BEGIN Record set

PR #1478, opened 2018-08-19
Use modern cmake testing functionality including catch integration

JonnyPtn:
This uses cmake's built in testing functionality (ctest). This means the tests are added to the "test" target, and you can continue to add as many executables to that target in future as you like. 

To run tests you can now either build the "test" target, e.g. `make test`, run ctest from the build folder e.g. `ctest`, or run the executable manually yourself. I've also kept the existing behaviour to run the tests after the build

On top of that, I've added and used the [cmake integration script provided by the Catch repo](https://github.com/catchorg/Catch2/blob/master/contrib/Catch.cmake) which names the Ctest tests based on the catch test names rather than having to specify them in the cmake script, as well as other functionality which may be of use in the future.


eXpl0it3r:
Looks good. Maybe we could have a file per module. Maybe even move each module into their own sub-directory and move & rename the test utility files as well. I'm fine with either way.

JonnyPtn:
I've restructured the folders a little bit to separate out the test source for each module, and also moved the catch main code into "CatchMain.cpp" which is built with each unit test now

END Record set
BEGIN Record set

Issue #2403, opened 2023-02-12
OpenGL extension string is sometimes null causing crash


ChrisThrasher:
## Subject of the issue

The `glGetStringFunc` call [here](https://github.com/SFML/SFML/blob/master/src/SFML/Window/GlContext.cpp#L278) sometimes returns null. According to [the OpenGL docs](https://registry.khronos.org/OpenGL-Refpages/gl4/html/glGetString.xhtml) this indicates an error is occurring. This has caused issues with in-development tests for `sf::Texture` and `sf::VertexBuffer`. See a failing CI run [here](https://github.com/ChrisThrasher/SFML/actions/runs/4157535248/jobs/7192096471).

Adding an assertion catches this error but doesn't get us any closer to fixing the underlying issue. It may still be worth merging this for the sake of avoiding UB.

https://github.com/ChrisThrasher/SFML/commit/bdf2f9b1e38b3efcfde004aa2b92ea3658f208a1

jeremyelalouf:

END Record set
BEGIN Record set

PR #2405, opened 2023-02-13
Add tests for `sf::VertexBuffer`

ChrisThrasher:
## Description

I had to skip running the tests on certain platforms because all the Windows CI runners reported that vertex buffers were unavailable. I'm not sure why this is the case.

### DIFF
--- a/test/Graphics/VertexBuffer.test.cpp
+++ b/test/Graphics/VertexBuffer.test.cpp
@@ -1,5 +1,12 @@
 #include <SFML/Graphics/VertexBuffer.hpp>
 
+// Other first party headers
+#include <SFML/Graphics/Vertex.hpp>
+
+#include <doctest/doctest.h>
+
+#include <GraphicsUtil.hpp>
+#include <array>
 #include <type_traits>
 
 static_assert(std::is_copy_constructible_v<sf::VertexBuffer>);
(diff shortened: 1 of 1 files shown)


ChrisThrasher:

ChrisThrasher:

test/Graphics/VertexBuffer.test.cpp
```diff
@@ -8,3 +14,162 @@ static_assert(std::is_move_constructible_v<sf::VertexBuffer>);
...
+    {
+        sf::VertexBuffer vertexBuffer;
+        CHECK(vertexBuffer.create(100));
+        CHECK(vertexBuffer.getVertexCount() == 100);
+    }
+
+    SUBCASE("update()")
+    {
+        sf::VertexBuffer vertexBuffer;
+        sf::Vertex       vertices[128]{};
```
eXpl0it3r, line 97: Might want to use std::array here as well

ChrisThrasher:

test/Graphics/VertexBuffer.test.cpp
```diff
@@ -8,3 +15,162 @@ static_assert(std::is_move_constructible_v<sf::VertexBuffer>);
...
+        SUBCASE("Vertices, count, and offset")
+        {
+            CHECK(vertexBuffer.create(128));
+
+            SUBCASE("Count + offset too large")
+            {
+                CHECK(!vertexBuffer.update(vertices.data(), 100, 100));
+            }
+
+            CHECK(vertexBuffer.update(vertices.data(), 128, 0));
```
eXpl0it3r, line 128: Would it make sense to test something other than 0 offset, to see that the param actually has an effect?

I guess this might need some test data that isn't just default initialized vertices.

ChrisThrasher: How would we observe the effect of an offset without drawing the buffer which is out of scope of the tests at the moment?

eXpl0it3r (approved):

END Record set

_Exercise directions:_
Return exactly, and only, the lines above starting at the line that contains "PR #1478, opened 2018-08-19" and ending at the line that contains "This uses cmake's".

_Answer for this exercise:_
PR #1478, opened 2018-08-19
Use modern cmake testing functionality including catch integration

JonnyPtn:
This uses cmake's built in testing functionality (ctest). This means the tests are added to the "test" target, and you can continue to add as many executables to that target in future as you like. 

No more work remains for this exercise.